The statutory privilege was conferred upon a physician by 2 Revised Statutes ([1st ed. 1829] p. 406, § 73). This court has pointed out that the revisers in their notes say: "Unless such conversations are privileged men will be incidentally punished by being obliged to suffer the consequences of injuries without relief from the medical art, and without conviction of any offense. Besides, in such cases, during the struggle between legal duty on the one *Page 302 hand, and professional honor on the other, the latter, aided by a strong sense of the injustice and inhumanity of the rule, will, in most cases, furnish a temptation to the perversion or concealment of the truth, too strong for human resistance." (People v. Austin, 199 N.Y. 446, at pp. 451, 452.) The Legislature which has conferred the privilege may, if it chooses, limit its application. The courts may not do so.

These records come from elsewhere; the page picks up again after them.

PR #532, opened 2022-06-03
Command: fix dropped fields

AdrienClairembault:
Internal ref: !24075.

An issue affected field removal in 1.15.0, 1.15.1 and 1.15.2.
Using these versions, removing a field from a container would drop the field from glpi_plugin_fields_fields but not from the custom container table.

This command remove these incorrectly deleted fields.

Examples:
image

### DIFF
--- a/inc/checkdatabasecommand.class.php
+++ b/inc/checkdatabasecommand.class.php
@@ -34,65 +34,72 @@ use Symfony\Component\Console\Input\InputInterface;
 use Symfony\Component\Console\Input\InputOption;
 use Symfony\Component\Console\Output\OutputInterface;
 
-class PluginFieldsFixDroppedFieldsCommand extends AbstractCommand
+class PluginFieldsCheckDatabaseCommand extends AbstractCommand
 {
     protected function configure()
     {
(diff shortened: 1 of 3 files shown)


AdrienClairembault:
Up @cedric-anne

cedric-anne (approved):

cedric-anne:
I adapted command to make it more generic:
 - renamed to `check_database`
 - change option `delete` to `fix`
 - move bug details in help section

I added some colors to command ouput
image

AdrienClairembault:
All good for me, great work 👍 

I'm just not sure about "Database contains 4 gone fields" it sound of bit weird maybe ?
I think any of the following options would be a better translation :
- "The database contains 4 incorrectly deleted fields"
- "The database contains 4 deleted fields"
- "The database contains 4 missing fields"

Maybe @cconard96 can help us here ;)

cconard96:
All of those options make it sound like something was deleted that shouldn't have been when instead, there is orphaned database fields.
It may be better to say "The database contains orphaned data from 4 previously deleted fields" or change "previously" to "improperly".

Issue #26, opened 2014-10-09
objecttree: foreach


The-Compiler:
Some people wanted a `hc foreach tags ...` to do some action for each child of an object in the tree. This pushes one step closer to a turing-complete hlwm but still should not cause any possible hangs.

t-wissmann:
Implemented by #993.

PR #993, opened 2020-08-17
Add the 'foreach' command for object iteration

t-wissmann:
The foreach command iterates over all children of a given object. With
this, it becomes easy to iterate over all clients, tags, monitors. It's
probably only a first version of the 'foreach' because often one needs
to filter the children in a certain way (e.g. 'tags' has more children
than tags because there is something like tags.focus and tags.by-name).

This implements #26.

### DIFF
--- a/src/main.cpp
+++ b/src/main.cpp
@@ -196,6 +196,8 @@ unique_ptr<CommandTable> commands(shared_ptr<Root> root) {
                                             &RootCommands::print_object_tree_complete} },
         {"substitute",     { root_commands, &RootCommands::substitute_cmd,
                                             &RootCommands::substitute_complete} },
+        {"foreach",        { root_commands, &RootCommands::foreachCmd,
+                                            &RootCommands::foreachComplete} },
         {"sprintf",        { root_commands, &RootCommands::sprintf_cmd,
                                             &RootCommands::sprintf_complete} },
         {"new_attr",       { root_commands, &RootCommands::new_attr_cmd,
--- a/src/rootcommands.cpp
+++ b/src/rootcommands.cpp
@@ -180,6 +180,56 @@ void RootCommands::substitute_complete(Completion& complete)
     }
 }
 
+int RootCommands::foreachCmd(Input input, Output output)
+{
+    string ident, pathString;
+    if (!(input >> ident >> pathString)) {
+        return HERBST_NEED_MORE_ARGS;
+    }
+    // remove trailing dots to avoid parsing issues:
+    while (!pathString.empty() && pathString.back() == OBJECT_PATH_SEPARATOR) {
+        // while the last character is a dot, erase it:
+        pathString.erase(pathString.size() - 1);
+    }
+    Path path { pathString, OBJECT_PATH_SEPARATOR };
+    Object* object = root.child(path, output);
+    if (!object) {
+        return HERBST_INVALID_ARGUMENT;
+    }
+
+    // collect the paths of all children of this object
+    vector<string> childPaths;
+    // collect the children's name first to ensure that
+    // object->childrens() is not changed by the commands we are
+    // calling.
+    if (!pathString.empty()) {
+        pathString += OBJECT_PATH_SEPARATOR;
+    }
+    for (const auto& entry : object->children()) {
+        childPaths.push_back(pathString + entry.first);
+    }
+    int  lastStatusCode = 0;
+    for (const auto& child : childPaths) {
+        Input carryover = input.fromHere();
+        carryover.replace(ident, child);
+        lastStatusCode = Commands::call(carryover, output);
+    }
+    return lastStatusCode;
+}
+
+void RootCommands::foreachComplete(Completion& complete)
+{
+    if (complete == 0) {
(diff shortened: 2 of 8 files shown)


src/main.cpp
```diff
@@ -196,6 +196,8 @@ unique_ptr<CommandTable> commands(shared_ptr<Root> root) {
                                             &RootCommands::print_object_tree_complete} },
         {"substitute",     { root_commands, &RootCommands::substitute_cmd,
                                             &RootCommands::substitute_complete} },
+        {"foreach",        { root_commands, &RootCommands::foreachCmd,
```
blarz, line 199: Not related to this PR, but where does the mixture of camel and snake case in the RootCommands come from?

src/rootcommands.cpp
```diff
@@ -180,6 +180,56 @@ void RootCommands::substitute_complete(Completion& complete)
...
+    Path path { pathString, OBJECT_PATH_SEPARATOR };
+    Object* object = root.child(path, output);
+    if (!object) {
+        return HERBST_INVALID_ARGUMENT;
+    }
+
+    // collect the paths of all children of this object
+    vector<string> childPaths;
+    // collect the children's name first to ensure that
+    // object->childrens() is not changed by the commands we are
```
blarz, line 203: children()?

src/types.cpp
```diff
@@ -13,11 +13,11 @@ Input &Input::operator>>(string &val)
 Input Input::fromHere()
 {
     string cmd;
-    if (!(*this >> cmd)) {
+    if (empty()) {
         return {{}, {}};
     }
 
-    return Input(cmd, toVector());
+    return Input(*(begin()), Container(begin() + 1, end()));
```
blarz, line 20: It is not really clear to me how does this change corresponds to this PR?

src/rootcommands.cpp
```diff
@@ -180,6 +180,56 @@ void RootCommands::substitute_complete(Completion& complete)
...
+    }
+    Path path { pathString, OBJECT_PATH_SEPARATOR };
+    Object* object = root.child(path, output);
+    if (!object) {
+        return HERBST_INVALID_ARGUMENT;
+    }
+
+    // collect the paths of all children of this object
+    vector<string> childPaths;
+    // collect the children's name first to ensure that
```
blarz, line 202: child's?

blarz (changes requested):
Very nice PR, great test coverage, couldn't really think of another case to break it.
Just a minor non-related question and two typos (probably)

src/rootcommands.cpp
```diff
@@ -180,6 +180,56 @@ void RootCommands::substitute_complete(Completion& complete)
...
+    int  lastStatusCode = 0;
+    for (const auto& child : childPaths) {
+        Input carryover = input.fromHere();
+        carryover.replace(ident, child);
+        lastStatusCode = Commands::call(carryover, output);
+    }
+    return lastStatusCode;
+}
+
+void RootCommands::foreachComplete(Completion& complete)
```
blarz, line 220: Coverage diff shows, that we only test the complete == 0 case. Can we add tests for the other if branches?

src/main.cpp
t-wissmann: I think we agreed on "strict" camelcase after some of the root commands already had been implemented. ("strict" meaning that camelcase also applies to these "Cmd" and "Complete" suffixes)

src/rootcommands.cpp
t-wissmann: Yes, thanks!

src/types.cpp
t-wissmann: This just fixes the behaviour of `Input::fromHere()` such that it can be called multiple times. Before, calling `fromHere()` consumed the command name but not the args, now it does not consume anything. We didn't notice this issue before, because before this PR, we never used the Input after calling `fromHere()`.

src/rootcommands.cpp
t-wissmann: It should be "children's names".

src/rootcommands.cpp
t-wissmann: I've added a few basic test cases for the other branches. There's not much to test here because it only calls the existing completion routines.

src/types.cpp
blarz: I see, thanks!

src/main.cpp
blarz: Ok, just wondered if there was some kind of system behind this

src/rootcommands.cpp
blarz: Ok, normally I am not the "we need a test for coverage" person, but seeing that you fixed a bug in the sprintf %c PR regarding completion I thought it couldn't hurt

blarz (approved):
Very nice!

src/rootcommands.cpp
t-wissmann: Right, fair enough. Tough in the sprintf case, the test case even tested for the wrong behaviour (and I actually noticed the wrong test case).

The question of whether the privilege of a physician or a minister of religion may be asserted by a witness under a subpoena issued by a legislative committee or a person clothed with powers to hold investigations to compel the attendance of witnesses has never been directly presented to this court, but we have said that: "Those who are made witnesses in virtue of those powers are entitled to all the privileges and protection extended by the law to witnesses in judicial proceedings." (Matter ofHirshfield v. Hanley, 228 N.Y. 346, 349.) We now hold that the statutory privilege may be asserted whenever the power of a court is invoked in manner authorized by the provisions of article 33 of the Civil Practice Act to compel a witness to disclose information which under other provisions of the same article he is forbidden to disclose. (Cf. Matter of Doyle, 257 N.Y. 244;McMann v. Securities Exchange Commission,87 Fed. Rep. [2d] 377.)
The orders should be reversed and the application denied, without costs.